1. Open **/dashboard/kelly**. 2. Enter your **bankroll** for this market or category β€” the real number you'd risk here, not your account total. 3. Type **your probability** as a percentage. Be honest and, ideally, calibrated. 4. Enter the **current YES price** in cents, straight from Polymarket or Kalshi. 5. Read the **recommended size** β€” it updates live. The default ΒΌ Kelly is already applied. 6. Check the **edge, EV, and growth** stats to confirm the trade is worth taking. 7. If you see the **capped** warning, revisit your probability before proceeding. 8. Glance at the **what-if table** to understand how much more (or less) risk other fractions imply. 9. Place the trade manually on the platform β€” or, on the **Bot plan**, route it through live trading or a bot.

## Tips and Gotchas

- **Calibrate before you trust your inputs.** Kelly is only as good as your probability. Use **Paper Trading** to track whether your "70%" calls actually win 70% of the time. Until you're calibrated, lean toward smaller fractions.

  • β€’**Bankroll means *risk* capital, per arena.** If you trade politics and sports separately, run Kelly per category with separate bankrolls so one segment can't dominate your sizing.
  • β€’**Re-run when the price moves.** Your edge shrinks as the market converges toward your estimate. A trade worth 5% at 50Β’ may be worth nothing at 58Β’.
  • β€’**Round down, not up.** If Kelly says $512, betting $500 costs you almost nothing in growth and buys you a margin of safety.
  • β€’**Mind liquidity and slippage.** Kelly assumes you can fill at the quoted price. On thin order books, a large stake moves the price against you β€” pair the calculator with the Slippage Simulator before committing real size.

## Limitations

- **Estimate accuracy is everything.** Kelly *amplifies* errors. Overstate your edge and you'll systematically oversize; the cap and fractional default exist precisely because human estimates drift optimistic.

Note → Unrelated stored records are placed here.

PR #929, opened 2024-10-21
Fixed issue where Zapier couldn't connect because unique constraint.

michaelkoper:
In Membership::Base a unique constraint of the user_email column was added last year which broke the Zapier's ConnectionWorkflow.

Simply adding user_email when creating the membership fixes this.


jagthedrummer (approved):
Thanks, @michaelkoper!

Issue #926, opened 2024-10-18
Errors raised when setting `config.raise_on_missing_callback_actions = true`


jagthedrummer:
Rails 7.2 introduced a new config option to make it so that an error is raised if the `only` or `except` list in a `before_action` mentions a method that doesn't exist on the controller. Currently the test suite in the starter repo gets a lot of failures if that is enabled.

This test will fail if that config option is set to true:

```
rails test test/controllers/account/scaffolding/completely_concrete/tangible_things_controller_test.rb:28
```

The individual failures look like this and don't include much information:

```
Account::Scaffolding::CompletelyConcrete::TangibleThingsControllerTest
  test_should_get_index                                           FAIL (0.70s)
        Expected response to be a <2XX: success>, but was a <404: Not Found>
        test/controllers/account/scaffolding/completely_concrete/tangible_things_controller_test.rb:30:in `block in <class:TangibleThingsControllerTest>'


Failures and errors:
Account::Scaffolding::CompletelyConcrete::TangibleThingsControllerTest
  test_should_get_index                                           FAIL (0.70s)
        Expected response to be a <2XX: success>, but was a <404: Not Found>
        test/controllers/account/scaffolding/completely_concrete/tangible_things_controller_test.rb:30:in `block in <class:TangibleThingsControllerTest>'
```

If you tail the test log you'll see an error at the bottom of the test run that says this:

```
AbstractController::ActionNotFound (The reorder action could not be found for the #<Proc:0x0000000158051b40 /Users/jgreen/.asdf/installs/ruby/3.3.4/lib/ruby/gems/3.3.0/gems/cancancan-3.6.1/lib/cancan/controller_resource.rb:15>
callback on Account::Scaffolding::CompletelyConcrete::TangibleThingsController, but it is listed in the controller's
:only option.

Raising for missing callback actions is a new default in Rails 7.1, if you'd
like to turn this off you can delete the option from the environment configurations
or set `config.action_controller.raise_on_missing_callback_actions` to `false`.
):
```

That message points to a file in the `cancancan` gem:

https://github.com/CanCanCommunity/cancancan/blob/c63cde14d419474a9da2ddb03956440045348577/lib/cancan/controller_resource.rb#L15

But that line in `cancancan` is just applying options defined in the controller, so I don't think that `cancancan` is at fault here.

I think this line is what's causing the problem:

[...]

  • β€’**It ignores correlation.** The formula sizes one bet in isolation. If you hold five positions that all move together (e.g., five markets tied to the same election), your *true* combined exposure is far larger than any single Kelly number suggests. Diversify across uncorrelated markets and scale each position down accordingly.
  • β€’**No outcome is guaranteed.** Even a string of genuinely +EV trades can lose β€” variance is real, and losing runs happen. Kelly optimizes the long run, not any single bet.
  • β€’**This is not financial advice.** Prediction-market positions carry full risk of loss. The calculator is a sizing aid, not a recommendation to trade.

## Plan Requirements

The Kelly Calculator is included on the **Pro ($59/mo)** and **Bot ($99/mo)** plans. Starter ($29/mo) does not include it β€” upgrade to Pro to unlock the calculator along with the whale tracker, arbitrage scanner, backtesting engine, and AI tools. **Live order execution** (placing the sized trade automatically via Polymarket CLOB) is a separate **Bot plan** feature; on Pro you size with Kelly and place the order yourself.

## How It Connects to Other Features

Kelly sits in the middle of a complete workflow. Find an opportunity in the **EV Scanner**, pull a probability from **AI Probability**, size it here, pressure-test the fill with the Slippage Simulator, place it (manually on Pro, automated on Bot), and log the result in your **Trade Journal** so your future probability estimates get sharper. Bot-plan traders can wire Kelly-style sizing directly into automated strategies.

## Related Docs

- [AI Probability Estimates](/docs/ai-probability)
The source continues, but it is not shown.